Getting Started


We highly recommend creating a Python virtualenv for your model testing purposes.

Stable release

To install memote, run this command in your terminal:

$ pip install memote

This is the preferred method to install memote, as it will always install the most recent stable release.

If you don’t have pip installed, this Python installation guide can guide you through the process.

From sources

The sources for memote can be downloaded from the Github repo.

You can either clone the public repository:

$ git clone

Or download the tarball or zip archive:

$ curl  -OL

Once you have a copy of the source files, you can install it with:

$ pip install .

After installation, memote can be employed in two different ways: As a benchmarking tool for ad hoc model assessment and as an automated testing suite to aid with the reconstruction of metabolic models. When using memote to benchmark a model, the tests are run once and a report is generated which describes the status-quo. As an automated testing suite, memote facilitates tracking incremental model changes in a version controlled repository and can enable continuous testing and reporting if desired.
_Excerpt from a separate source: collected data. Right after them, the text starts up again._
PR #11912, opened 2021-11-29
Use Absolute-indexes as keys for the Env-mapping during closure-conversion

nickchapman-da:
Done
- Use Absolute-indexes as keys for the `Env.mapping` during closure-conversion.
- [Do runtime check to confirm behaviour matches the existing Relative-indexes, on full repo. See 1st commit]
- remove Relative-index keys for `Env.mapping`
- remove quadratic `shiftLoc`
- improve `ClosureConversion` stack-safety tests

This addresses aspect (2) of the quadratic complexity of `shiftLoc`, described in issue #11830.

#### Benchmarking

shows a small, 3%, performance improvement in speedy compilation with this change (Actually, multiply that percentage by 3, because the speedy compilation benchmark is dominated by type checking which takes twice as long as the compilation -- fixed in coming PR: #11927).

base:
```
  SpeedyCompilation.bench             avgt  200  0.197 ±  0.001   s/op
```
change:
```
  SpeedyCompilation.bench             avgt  200  0.191 ± 0.001   s/op
```

### DIFF
--- a/daml-lf/interpreter/src/main/scala/com/digitalasset/daml/lf/speedy/ClosureConversion.scala
+++ b/daml-lf/interpreter/src/main/scala/com/digitalasset/daml/lf/speedy/ClosureConversion.scala
@@ -34,25 +34,25 @@ private[speedy] object ClosureConversion {
 
       def extend(n: Int): Env = {
         // Create mappings for `n` new stack items, and combine with the (unshifted!) existing mapping.
-        val m2 = (1 to n).view.map { i =>
-          val abs = Abs(this.sourceDepth + (n - i))
-          (abs, target.SELocAbsoluteS(this.targetDepth + n - i))
+        val m2 = (0 to n - 1).view.map { i =>
+          val abs = Abs(sourceDepth + i)
+          (abs, target.SELocAbsoluteS(targetDepth + i))
         }
-        Env(this.sourceDepth + n, mapping ++ m2, this.targetDepth + n)
+        Env(sourceDepth + n, mapping ++ m2, targetDepth + n)
       }
 
       def absBody(arity: Int, fvs: List[Abs]): Env = {
         val newRemapsF: Map[Abs, target.SELoc] = fvs.view.zipWithIndex.map { case (abs, i) =>
           abs -> target.SELocF(i)
         }.toMap
-        val newRemapsA = (1 to arity).view.map { case i =>
-          val abs = Abs(arity - i + sourceDepth)
-          abs -> target.SELocA(arity - i)
+        val newRemapsA = (0 to arity - 1).view.map { case i =>
+          val abs = Abs(sourceDepth + i)
+          abs -> target.SELocA(i)
         }
         // The keys in newRemapsF and newRemapsA are disjoint
         val m1 = newRemapsF ++ newRemapsA
         // Only targetDepth is reset to 0 in an abstraction body
-        Env(this.sourceDepth + arity, m1, 0)
+        Env(sourceDepth + arity, m1, 0)
       }
     }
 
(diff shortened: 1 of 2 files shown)


cocreature (approved):
Nice, thank you!

daml-lf/interpreter/src/main/scala/com/digitalasset/daml/lf/speedy/ClosureConversion.scala
```diff
@@ -20,42 +20,45 @@ private[speedy] object ClosureConversion {
...
-        // We just update the keys of the map (the relative-indexes from the original SEVar)
-        val m1 = mapping.map { case (k, loc) => (n + k, loc) }
-        // And create mappings for the `n` new stack items
-        val m2 = (1 to n).view.map { rel =>
-          val abs = this.depth + n - rel
-          (rel, target.SELocAbsoluteS(abs))
+      def extend(n: Int): Env = {
+        // Create mappings for `n` new stack items, and combine with the (unshifted!) existing mapping.
+        val m2 = (1 to n).view.map { i =>
+          val abs = Abs(this.sourceDepth + (n - i))
```
remyhaemmerle-da, line 38:
```suggestion
          val abs = Abs(this.sourceDepth + n - i)
```

daml-lf/interpreter/src/main/scala/com/digitalasset/daml/lf/speedy/ClosureConversion.scala
```diff
@@ -20,42 +20,45 @@ private[speedy] object ClosureConversion {
...
+          (abs, target.SELocAbsoluteS(this.targetDepth + n - i))
```
remyhaemmerle-da, line 39: curious to know why we subtract `i` from `n`, and not use something like :
```suggestion
        val m2 = (0 until n).view.map { i =>
          val abs = Abs(this.sourceDepth + i)
          (abs, target.SELocAbsoluteS(this.targetDepth + i))
```

remyhaemmerle-da (approved):
LGTM.

daml-lf/interpreter/src/main/scala/com/digitalasset/daml/lf/speedy/ClosureConversion.scala
nickchapman-da: Yeah. This was a hang-over from the old _relative_ indexing which started from `1`.
The new _absolute_ indexing starts from `0`

I simplified the code along the lines you suggest in both the `extend` and `absBody` methods.
Much simpler now. Thanks!

daml-lf/interpreter/src/main/scala/com/digitalasset/daml/lf/speedy/ClosureConversion.scala
```diff
@@ -20,42 +20,45 @@ private[speedy] object ClosureConversion {
...
-      def shift(n: Int): Env = {
-        // We just update the keys of the map (the relative-indexes from the original SEVar)
-        val m1 = mapping.map { case (k, loc) => (n + k, loc) }
-        // And create mappings for the `n` new stack items
-        val m2 = (1 to n).view.map { rel =>
-          val abs = this.depth + n - rel
-          (rel, target.SELocAbsoluteS(abs))
+      def extend(n: Int): Env = {
+        // Create mappings for `n` new stack items, and combine with the (unshifted!) existing mapping.
+        val m2 = (0 to n - 1).view.map { i =>
```
remyhaemmerle-da, line 37:
```suggestion
        val m2 = (0 until n).view.map { i =>
```

nickchapman-da: ok!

Here, we explain step-by-step the necessary commands to pursue either workflow. Users that have already followed this tutorial once may want to refer to the cheat-sheet flowchart to refresh their memory.


Single Model

To benchmark the performance of a single model, run this command in your terminal:

$ memote --model path/to/model.xml report --one-time

This will generate the performance report as index.html.

The output filename can be changed by adding the following option. To illustrate here it is changed to report.html.

$ memote --model path/to/model.xml --filename "report.html" report --one-time


This functionality is coming soon.

Comparing two models against each other and quickly identify the differences.


When starting a memote repository, users need to provide an SBMLv3-FBC formatted file. Automatic draft reconstruction tools such as Pathway Tools, Model SEED, The RAVEN Toolbox and others are able to output files in this format. Model repositories such as BiGG or BioModels further serve as a great resource for models in the correct format.

With this in mind, starting a local, version-controlled model repository is as simple as running the following command:

$ memote new

CI tested, online and public workflow:

After this, the user will be prompted with a few questions regarding details of the project. If the project is to be kept strictly locally, the user does not need to supply GitHub (or GitLab - not implemented yet) credentials. However, these are a requirement if the project is to use the full benefits of distributed version control such as cloud-based development, remote collaboration and community feedback. It is important to note that furthermore a public repository is needed to set up automatic testing through continuous integration, one of the key features of memote.

Once all the questions following memote new have been answered, a public repository has been created under either the user’s GitHub or GitLab account. To enable continuous integration via Travis CI the following command is executed:

This functionality is coming soon. A manual workaround is outlined in the cookiecutter-memote readme.

$ memote online

Now, after each edit to the model in the repository, the user can generate an update to the continuous model report shown at the project’s gh-pages branch by saving the changes with the following command:

This functionality is coming soon, for now please utilize the steps outlined for advanced users.

$ memote save

For advanced users: memote save is the equivalent of executing git add ., git commit and git push in sequence.

Offline, local or private workflow:

Users that have decided to not to use GitHub (or GitLab Not implemented yet) or those that have decided to set the model repository to private, will need to execute:

$ memote

to run the testing suite on their commit history followed by:

$ memote report

to generate the same type of report that would be shown automatically with continuous integration. After this it is crucial to save the generated test results by running memote save again.

We recommend the public workflow not only to promote open, collaborative science but also to benefit from the full functionality of memote.